Priest
- Born: 1226 Foligno, Umbria, Papal States
- Died: 27 August 1312 (aged 86) Foligno, Umbria, Papal States
- Venerated in: Catholic Church
- Beatified: 11 March 1891, Saint Peter's Basilica, Kingdom of Italy by Pope Leo XIII
- Feast: 27 August; 6 September (Augustinians);
- Attributes: Augustinian habit

= Angelo da Foligno =

Angelo of Foligno (1226 - 27 August 1312) - born Angelo Conti - was an Italian Catholic priest and a professed friar of the Order of Saint Augustine. Conti was part of the order of John the Good though became a mainstream Augustinian in 1256 after the Grand Union of the order. He was a close friend of both Saint Nicholas of Tolentino and Blessed Ugolino da Gualdo Cattaneo.

The beatification was confirmed on 11 March 1891 under Pope Leo XIII by a decree of 'confirmatio cultus', i.e. an act of confirmation of a longstanding veneration by the faithful.

==Life==
Angelo Conti was born in Folignoin Umbria in 1226 to a noble family.

He became a professed member of the Order of Saint Augustine in 1246 and was ordained to the priesthood not long after this. Conti participated in the Grand Union for the Augustinians in 1256 and became a mainstream friar since he was part of the branch of John the Good. Along with others, he founded a total of three Augustinian friaries. Conti was also a close friend of both Saint Nicholas of Tolentino and Blessed Ugolino da Gualdo Cattaneo.
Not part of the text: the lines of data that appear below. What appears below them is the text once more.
PR #1776, opened 2016-04-25
big awesome update for devfs, command substitution, and io redirection

payonel:
[Edit: for clarification, tests are in a different repo]

This change should be fully compatible with any 1.6 user scripts. This makes no change to api, only improves shell support and makes important process handle cleanup (when pipes and redirection are used - we are not auto-closing user file handles).

This update also reduces RAM costs by another 1300 bytes.

This PR focuses on 3 major feature and various bug fixes found along the way.
## devfs
- devfs mounts a virtual device at /dev. With this release I am only adding /dev/null and /dev/random. The lib/devfs provides a create method to allow user defined dev points.
## stderr
- stderr (io[2]) is now entirely its own io stream, separate from stdout (io[1]). Along with providing a true stderr separation it was necessary to support numbered stdio redirection: #>&# (e.g. >&2 or 2>&1, or even 2>/dev/null)
## command substitution
- Support for command substitution is provide via backticks `. Backtick text is resolved as a sub process and the stdout (io[1]) of the process replaces the text inline. set list=`ls` would set $list to the string of the output of ls

### DIFF
--- a/src/main/resources/assets/opencomputers/loot/OpenOS/boot/03_io.lua
+++ b/src/main/resources/assets/opencomputers/loot/OpenOS/boot/03_io.lua
@@ -33,14 +33,19 @@ function stdoutStream:write(str)
 end
 
 function stderrStream:write(str)
-  local component = require("component")
-  if component.isAvailable("gpu") and component.gpu.getDepth() and component.gpu.getDepth() > 1 then
-    local foreground = component.gpu.setForeground(0xFF0000)
-    term.write(str, true)
-    component.gpu.setForeground(foreground)
-  else
-    term.write(str, true)
+  local gpu = term.gpu()
+  local set_depth = gpu and gpu.getDepth() and gpu.getDepth() > 1
+
+  if set_depth then
+    set_depth = gpu.setForeground(0xFF0000)
   end
+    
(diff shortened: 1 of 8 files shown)


payonel:
I regret naming this PR "big" :) because I don't want to scare people from being excited about this. This PR is quite focused on the following 3 features:
devfs: /dev/null and /dev/random (and /lib/devfs has a create method to create user defined dev points)
stderr true separation from stdout with numbered io redirect support: echo hello >&2
command substitution with backticks

magik6k:
You can look at plan9k devfs drivers from lib/modules/base/17_\* and port some here as they should be sort of portable. I may do this as well, but totally no ETA as I'm away from minecraft/OC.

fnuecke:
Thanks, looking good! I did have to add a few missing methods to devfs to avoid programs expecting them to be there breaking (such as `/bin/df`), please see if the returned values make sense (e.g. should it rather return `true` from `isReadOnly`? Since `/dev/null` e.g. is technically writable, I'm a bit conflicted on that one.)

payonel:
I looked over the added code, thank you for that. I also think isReadOnly is false given the circumstances.

Issue #1775, opened 2016-04-24
Wrong backspace symbol in OpenOS shell


IgorTimofeev:
I'm using OpenComputers-MC1.7.10-1.6.0.3-rc.1-universal.jar mod version and OS X version of Minecraft. When i try to press backspace in shell, i get following:

![2016-04-24 23 51 35](https://cloud.githubusercontent.com/assets/11760002/14770337/46424538-0a80-11e6-9a14-02b02b32bd52.png)

But it edit.lua everything's okay - is seems like shell uses wrong key_down event data. Hope this will be fixed soon, thanks.

payonel:
This looks like a mac-specific problem. I'll look into this promptly.

payonel:
@IgorTimofeev could you help me by testing a couple things?
in-game, start lua prompt. then enter this command:
lua>=event.pull("key_down")

Press enter once (the blinking cursor should go away) and then press the same key you are having problems with (that you opened this ticket for) - which you are calling the "backspace"

You should then see some information printed, and the lua prompt returns. Here is what I see when I press backspace:
"key_down"      "d8a526bb-ad4c-40dc-b721-df7790134e46"   8       14
The long GUID value I do not need, just the 2 digits after that. In my case 8 and 14

Thanks

IgorTimofeev:
@payonel There's no need for such detailed instructions, I know how the event system works, thanks :D 
But here is your event data:

![2016-04-25 9 31 19](https://cloud.githubusercontent.com/assets/11760002/14775564/36e510e2-0ad1-11e6-9763-8c245c2b68ec.png)

The problem is that shell uses **3rd** key_down event argument instead of **4th**.

![2016-04-25 9 34 25](https://cloud.githubusercontent.com/assets/11760002/14775590/7472ace4-0ad1-11e6-8710-53cf39f28048.png)

Personally, I've fixed this problem by adding the following code in the **lib/term.lua** file:

![2016-04-25 9 51 36](https://cloud.githubusercontent.com/assets/11760002/14775925/b5f6c540-0ad3-11e6-81cd-7ca342802635.png)

payonel:
The problem i have with this is that 8 is CORRECT ascii for backspace, 14 is not. 14 and 15 are SO and SI codes (old-school control key). And 127 is actually the delete key. I am not checking the wrong return, your keyboard is sending SO-DEL on backspace it seems. I think this may be a Russian keyboard layout issue.

[...]

PR #1782, opened 2016-04-27
fix onTouch (mouse click) for unicode support in shell

payonel:
as you request, mouse click cursor position placement fixed for unicode


payonel:
plus added the backspace fix, to correctly use the key code as per http://minecraft.gamepedia.com/Key_codes and this closes #1775

payonel:
I meant to Comment, not "Close and comment" -- sorry

fnuecke:
Awesome, thanks, will test this evening!

PR #1786, opened 2016-04-28
devfs should be rw

payonel:
This should be returned in the boot devfs file, not the lib devfs. We already have a method defined in boot/10_devfs, just moving the logic to return false and removing it from /lib/devfs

With the latter he founded a friary. Conti lived in Foligno from 1248 to 1258 then from 1275 until 1293 was part of the Montefalco branch, which he established. He relocated to a friary in Gubbio from 1293 to 1297 before going back to Foligno, where he spent the remainder of his life, except for a brief period spent in Bevagna in 1306.

Conti died on 27 August 1312 in Foligno and his remains were enshrined in the church of Saint Augustine in that same town.

==Beatification==
He was declared a blessed as the result of a decision of Pope Leo XIII on 11 March 1891 to issue a decree od 'confirmatio cultus', recognizing that there had been a longstanding local 'cult' by the faithful.

As regulated by liturgical law for a 'Blessed', there is no universal feast for Blessed Angelo da Foligno, though his Order celebrates it each 6 September.